### EXERCISE DESCRIPTION
Look for the word "opened" in the entries below, then copy every line that has it.

Data records
* * * * * * * * *

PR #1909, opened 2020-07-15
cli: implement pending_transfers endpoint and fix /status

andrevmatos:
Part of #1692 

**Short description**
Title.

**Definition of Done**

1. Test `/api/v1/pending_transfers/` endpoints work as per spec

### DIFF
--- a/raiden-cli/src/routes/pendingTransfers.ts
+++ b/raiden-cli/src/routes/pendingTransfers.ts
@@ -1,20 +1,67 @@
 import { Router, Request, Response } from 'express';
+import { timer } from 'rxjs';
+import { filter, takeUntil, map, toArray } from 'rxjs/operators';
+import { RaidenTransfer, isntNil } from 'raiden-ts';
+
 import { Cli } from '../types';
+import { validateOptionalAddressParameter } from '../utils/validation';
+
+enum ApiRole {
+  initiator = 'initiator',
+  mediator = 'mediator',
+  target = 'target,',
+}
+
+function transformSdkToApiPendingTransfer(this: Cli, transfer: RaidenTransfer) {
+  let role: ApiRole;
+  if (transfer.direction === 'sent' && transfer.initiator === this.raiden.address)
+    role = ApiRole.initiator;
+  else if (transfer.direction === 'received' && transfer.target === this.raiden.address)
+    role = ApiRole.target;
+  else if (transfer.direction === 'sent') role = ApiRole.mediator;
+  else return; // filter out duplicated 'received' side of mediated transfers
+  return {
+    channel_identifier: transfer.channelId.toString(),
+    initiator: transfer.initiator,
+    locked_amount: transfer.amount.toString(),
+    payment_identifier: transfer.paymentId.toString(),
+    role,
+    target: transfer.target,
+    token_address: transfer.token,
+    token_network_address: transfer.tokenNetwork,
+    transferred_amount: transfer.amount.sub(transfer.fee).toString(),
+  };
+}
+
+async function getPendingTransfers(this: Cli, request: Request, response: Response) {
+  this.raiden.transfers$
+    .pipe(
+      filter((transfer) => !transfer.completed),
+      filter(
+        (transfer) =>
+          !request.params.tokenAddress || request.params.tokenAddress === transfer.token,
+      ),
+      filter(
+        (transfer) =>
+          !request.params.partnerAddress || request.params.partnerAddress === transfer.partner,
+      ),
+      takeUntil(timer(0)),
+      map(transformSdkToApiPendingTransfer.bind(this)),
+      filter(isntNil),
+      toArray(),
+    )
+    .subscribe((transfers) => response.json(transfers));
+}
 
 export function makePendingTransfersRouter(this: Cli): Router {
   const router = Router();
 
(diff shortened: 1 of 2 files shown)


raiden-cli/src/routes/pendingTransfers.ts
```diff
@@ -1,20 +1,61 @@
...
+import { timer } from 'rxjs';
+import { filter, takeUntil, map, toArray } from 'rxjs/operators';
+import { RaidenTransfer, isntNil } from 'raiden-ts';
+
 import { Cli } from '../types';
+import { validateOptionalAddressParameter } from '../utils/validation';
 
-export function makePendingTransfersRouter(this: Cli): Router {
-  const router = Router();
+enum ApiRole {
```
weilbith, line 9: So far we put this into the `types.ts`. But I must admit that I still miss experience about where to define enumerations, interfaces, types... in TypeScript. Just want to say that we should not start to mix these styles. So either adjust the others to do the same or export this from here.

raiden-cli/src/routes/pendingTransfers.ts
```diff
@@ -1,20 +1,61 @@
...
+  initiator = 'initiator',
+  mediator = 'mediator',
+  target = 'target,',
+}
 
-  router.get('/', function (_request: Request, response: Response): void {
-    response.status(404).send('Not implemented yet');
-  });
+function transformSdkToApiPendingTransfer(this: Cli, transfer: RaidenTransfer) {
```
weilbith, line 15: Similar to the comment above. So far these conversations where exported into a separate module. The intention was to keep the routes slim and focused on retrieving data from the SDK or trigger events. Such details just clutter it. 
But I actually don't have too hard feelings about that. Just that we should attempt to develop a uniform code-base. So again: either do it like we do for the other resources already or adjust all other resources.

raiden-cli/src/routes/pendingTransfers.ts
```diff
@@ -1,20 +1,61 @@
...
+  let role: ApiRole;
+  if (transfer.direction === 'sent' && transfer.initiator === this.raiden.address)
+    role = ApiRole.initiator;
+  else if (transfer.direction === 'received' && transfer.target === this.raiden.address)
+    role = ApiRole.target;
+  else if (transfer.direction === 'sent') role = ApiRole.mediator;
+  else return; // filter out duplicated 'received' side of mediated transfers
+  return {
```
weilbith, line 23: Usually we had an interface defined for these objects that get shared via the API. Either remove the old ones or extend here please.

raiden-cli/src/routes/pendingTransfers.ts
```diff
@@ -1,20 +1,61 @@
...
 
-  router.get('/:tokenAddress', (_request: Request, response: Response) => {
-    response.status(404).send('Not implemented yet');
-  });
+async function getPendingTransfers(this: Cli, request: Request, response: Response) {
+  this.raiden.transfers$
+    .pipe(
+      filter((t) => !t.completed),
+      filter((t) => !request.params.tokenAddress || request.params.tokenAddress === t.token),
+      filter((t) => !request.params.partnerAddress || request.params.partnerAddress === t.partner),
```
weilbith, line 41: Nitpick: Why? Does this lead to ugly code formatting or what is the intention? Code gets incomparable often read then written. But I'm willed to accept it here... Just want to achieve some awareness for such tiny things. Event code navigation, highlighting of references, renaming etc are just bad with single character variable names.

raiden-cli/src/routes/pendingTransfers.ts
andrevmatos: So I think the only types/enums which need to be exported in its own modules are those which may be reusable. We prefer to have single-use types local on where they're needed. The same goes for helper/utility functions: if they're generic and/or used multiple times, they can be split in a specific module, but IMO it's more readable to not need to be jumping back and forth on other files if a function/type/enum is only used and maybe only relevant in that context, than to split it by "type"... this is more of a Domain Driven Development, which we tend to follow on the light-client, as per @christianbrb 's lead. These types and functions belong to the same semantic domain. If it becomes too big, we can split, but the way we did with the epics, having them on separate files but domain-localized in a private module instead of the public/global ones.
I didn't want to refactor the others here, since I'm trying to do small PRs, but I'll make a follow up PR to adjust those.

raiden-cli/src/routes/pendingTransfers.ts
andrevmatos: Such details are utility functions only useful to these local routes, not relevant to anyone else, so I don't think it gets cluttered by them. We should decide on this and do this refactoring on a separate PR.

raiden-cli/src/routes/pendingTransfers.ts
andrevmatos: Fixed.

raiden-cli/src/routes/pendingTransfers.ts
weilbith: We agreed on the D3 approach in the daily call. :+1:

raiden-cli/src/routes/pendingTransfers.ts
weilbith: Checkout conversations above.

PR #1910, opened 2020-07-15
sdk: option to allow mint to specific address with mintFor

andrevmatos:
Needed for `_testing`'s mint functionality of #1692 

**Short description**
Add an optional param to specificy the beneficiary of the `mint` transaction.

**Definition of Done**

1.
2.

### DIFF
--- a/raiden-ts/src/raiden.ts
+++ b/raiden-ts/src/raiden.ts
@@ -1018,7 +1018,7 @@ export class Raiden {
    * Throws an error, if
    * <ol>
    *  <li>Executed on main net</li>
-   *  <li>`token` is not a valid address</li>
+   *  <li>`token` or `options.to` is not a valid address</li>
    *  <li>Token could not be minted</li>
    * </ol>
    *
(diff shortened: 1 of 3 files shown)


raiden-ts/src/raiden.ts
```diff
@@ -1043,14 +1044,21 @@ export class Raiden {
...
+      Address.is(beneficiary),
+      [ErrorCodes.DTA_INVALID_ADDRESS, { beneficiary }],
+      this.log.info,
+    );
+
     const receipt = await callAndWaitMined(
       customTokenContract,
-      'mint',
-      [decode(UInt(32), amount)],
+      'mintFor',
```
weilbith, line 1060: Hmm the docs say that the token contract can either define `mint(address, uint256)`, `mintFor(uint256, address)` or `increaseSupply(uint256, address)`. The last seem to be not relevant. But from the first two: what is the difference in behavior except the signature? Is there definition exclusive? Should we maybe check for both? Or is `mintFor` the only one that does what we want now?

* * * * * * * * *

### ANSWER BOX
PR #1909, opened 2020-07-15
PR #1910, opened 2020-07-15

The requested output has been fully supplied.